> _Exercise instructions_
Scan the entries below for the word "returned", then copy each line that holds it.

> _Recorded data_
Issue #313, opened 2021-03-15
capacitor-filesystem: stat return inconsistent timestamps between platforms


lishid:
## Bug Report
`Filesystem.stat` returns milliseconds for Android and seconds for iOS.

### Plugin(s)
capacitor-filesystem

### Capacitor Version
3.0.0-rc.0

### Platform(s)
iOS

### Current Behavior
ctime and mtime are turned in seconds.

### Expected Behavior
ctime and mtime are returned in milliseconds.

### Code Reproduction
Execute `Filesystem.stat({...})` for any file.

### Additional Context
Probably just need a `* 1000` for these two:
https://github.com/ionic-team/capacitor-plugins/blob/98e91cd745fb12bf46f99233bb527f147dbba58b/filesystem/ios/Plugin/FilesystemPlugin.swift#L219-L220

Might be worth adding this to the docs too:
https://github.com/ionic-team/capacitor-plugins/blob/98e91cd745fb12bf46f99233bb527f147dbba58b/filesystem/src/definitions.ts#L390

PR #321, opened 2021-03-18
fix(filesystem): Convert stat ctime/mtime timestamp to milliseconds

theproducer:
This PR makes `Filesystem.stat` return `ctime` and `mtime` in milliseconds iOS, bringing it in line with Android.

closes: https://github.com/ionic-team/capacitor-plugins/issues/313

### DIFF
--- a/filesystem/README.md
+++ b/filesystem/README.md
@@ -420,13 +420,13 @@ Required on Android, only when using <a href="#directory">`Directory.Documents`<
 
 #### StatResult
 
-| Prop        | Type                | Description               | Since |
-| ----------- | ------------------- | ------------------------- | ----- |
-| **`type`**  | <code>string</code> | Type of the file          | 1.0.0 |
-| **`size`**  | <code>number</code> | Size of the file          | 1.0.0 |
-| **`ctime`** | <code>number</code> | Time of creation          | 1.0.0 |
-| **`mtime`** | <code>number</code> | Time of last modification | 1.0.0 |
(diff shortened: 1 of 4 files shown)


jcesarmobile (changes requested):
iOS is returning decimals, while Android and web aren't, so I think iOS shouldn't return the decimals neither.

The types should be updated to specify that it returns the value in milliseconds.

Android returns null for `ctime`, seems like it's possible to get the value on Android 26+, so we should probably return the value when available.

Should be documented on the upgrade guide since it can be considered a breaking change for iOS.

jcesarmobile (changes requested):
Looks like the creation time code is not working, it returns the last modified value too.
So not sure if it's best to remove it again.

I've noticed that `lastAccessTime` seems to be the creation date, so maybe we can return the min between that and `creationTime` (just in case it's an android bug and they fix it in the future). That or remove the whole ctime return.
If we keep the ctime return, instead of 26 it's better to use `Build.VERSION_CODES.O`, and as there is already a `data.put("ctime", null);`, put that in the else of the android version check.

Also the README need to be re generated since the types changed.

theproducer:
Thanks - I'll open a PR in the docs for updates to the upgrade guide.

jcesarmobile:
Not sure if you saw my last comment since I requested changes and you requested review again without making any changes

theproducer:
Sorry, just saw them!

jcesarmobile (approved):
looks good

PR #324, opened 2021-03-23
fix(share): set mime type to */* if no mine type can be found

pablo-mendoza:
Allow arbitrary files to be shared in Android by setting the mime type to &ast;/&ast; if no mine type can be found.


jcesarmobile (approved):
looks good, thanks!

PR #335, opened 2021-04-02
fix(keyboard): Use new Config name for scroll

jcesarmobile:


ikeith:
Dependent on https://github.com/ionic-team/capacitor/pull/4441

ikeith (approved):

Issue #337, opened 2021-04-06
bug: extra data passed to a scheduled LocalNotification missing when received via localNotificationActionPerformed (ios)


moxaj:
### Capacitor Version

Latest Dependencies:

  @capacitor/cli: 2.4.7
  @capacitor/core: 2.4.7
  @capacitor/android: 2.4.7
  @capacitor/ios: 2.4.7

Installed Dependencies:

  @capacitor/cli: 3.0.0-beta.6
  @capacitor/android: 3.0.0-beta.6
  @capacitor/ios: 3.0.0-rc.0
  @capacitor/core: 3.0.0-beta.6

### Platform(s)

ios

### Current Behavior

Here's how I schedule a local notification:

```
await LocalNotifications.schedule({
  notifications: [
    {
      id: 0,
      title: 'Title',
      body: 'Body',
      extra: {a: 'a', b: 'b'}
    }
  ]
});
```

Here's how I handle it once tapped:

```
LocalNotifications.addListener('localNotificationActionPerformed', async event => {
  const extra = event.notification.extra;
  // ...
});
```

Currently, `extra` is an empty object. The title and body are displayed as expected.  Works on android, bugged on ios.

### Expected Behavior

I'd expect `extra` to be `{a: 'a', b: 'b'}`.

### Code Reproduction

I did some (very shallow) debugging, and I believe this line to be the issue:

https://github.com/ionic-team/capacitor-plugins/blob/2a83fcb536cdfc5b601f363212353201de40ca5b/local-notifications/ios/Plugin/LocalNotificationsHandler.swift#L82

If I replace it with `"extra": notificationRequest["extra"] as? JSObject ?? [:],`, everything works as expected.

### Other Technical Details

`npm --version` output: 6.14.6

`node --version` output: v12.18.3

`pod --version` output (iOS issues only): 1.10.1

vitorlopez:
Is there an idea about when this fix is going to be pushed to NPM?

PR #340, opened 2021-04-07
fix(local-notifications): extra not being returned on notification events

jcesarmobile:
extra was not being returned because it needed to be coerced, but also because userInfo was split into `cap_schedule` and `cap_extra`.

So reused `makePendingNotificationRequestJSObject` as it was already handling `cap_schedule` and `cap_extra` to generate the notification of `makeNotificationRequestJSObject`

closes https://github.com/ionic-team/capacitor-plugins/issues/337


vitorlopez:
Thanks for that PR!

theproducer (approved):
Looks good and works.

PR #753, opened 2022-01-10
Update README.md

AVATAR197:
Capacitor haptics readme.md fix: ImactStyle Heavy description changed.


jcesarmobile (changes requested):
Thanks for the PR, good catch!

But README is generated from the types, so should be changed on https://github.com/ionic-team/capacitor-plugins/blob/main/haptics/src/definitions.ts#L62 and then running `npm run build` should generate the README

Also, we use the exact texts as on [Apple docs](https://developer.apple.com/documentation/uikit/uiimpactfeedbackgenerator/feedbackstyle/heavy), so can you change the text to `A collision between large, heavy user interface elements`

PR #756, opened 2022-01-11
feat(local-notifications): Add weekday scheduling support for Android and iOS

### LINKED ISSUE #129: feat: `weekday` support in LocalNotifications

nkalupahana:
Fixes #129!

The past PR that did this (#601) has gone stale, so I figured I'd do it myself and verify it. Weekdays go from 1 (Sunday) to 7 (Saturday), as dictated by both the iOS and Android standards. I've tested this functionality on both iOS and Android and it all seems to work appropriately.


nkalupahana:
@jcesarmobile linting is fixed; if you could re-approve workflows that would be great :)

jcesarmobile (changes requested):
Can you create an enum for the days, something like this
```
enum Days {
  Sunday = 1,
  Monday,
  Tuesday,
  Wednesday,
  Thursday,
  Friday,
  Saturday
}
```
and assign that enum type to weekday?

That way it's more clear Sunday it's the 1, and also people can use it like `Days.Sunday` instead of using the numbers directly

nkalupahana:
@jcesarmobile all set, let me know if this works

jcesarmobile (changes requested):
Can you add numbers to all days? 

I was hopping the doc generator would be smart enough to generate the missing numbers by incrementing the first one, but looks like it doesn't.

nkalupahana:
@jcesarmobile ✅

nkalupahana:
@jcesarmobile sorry about that, I thought I ran linter but apparently I didn't.

jcesarmobile (approved):
looks good, I scheduled notifications for all week and left it running over the weekend and everything fired when expected

mahen23:
> 

Hello, i want notifications to run only on weekdays(monday - friday), no weekends. How to i set it ?

nkalupahana:
@mahen23 You can schedule 5 separate notifications -- one for each weekday you want the notification to be on.

mahen23:
> @mahen23 You can schedule 5 separate notifications -- one for each weekday you want the notification to be on.

If i set a notification to be triggered at 9am, if i left the minute blank, its never triggered: 

on: {weekday: 4, hour: 9 } => this will never be triggered, be it 9:00 or 09:10 or 09:59
on: {weekday: 4, hour: 9, minute: 4 } => this will be triggered at only 09:04. 

is there a way i can configure notification to be triggered at any time from 09:00 to 09:59 ?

> _Exercise output_
ctime and mtime are returned in milliseconds.
fix(local-notifications): extra not being returned on notification events
extra was not being returned because it needed to be coerced, but also because userInfo was split into `cap_schedule` and `cap_extra`.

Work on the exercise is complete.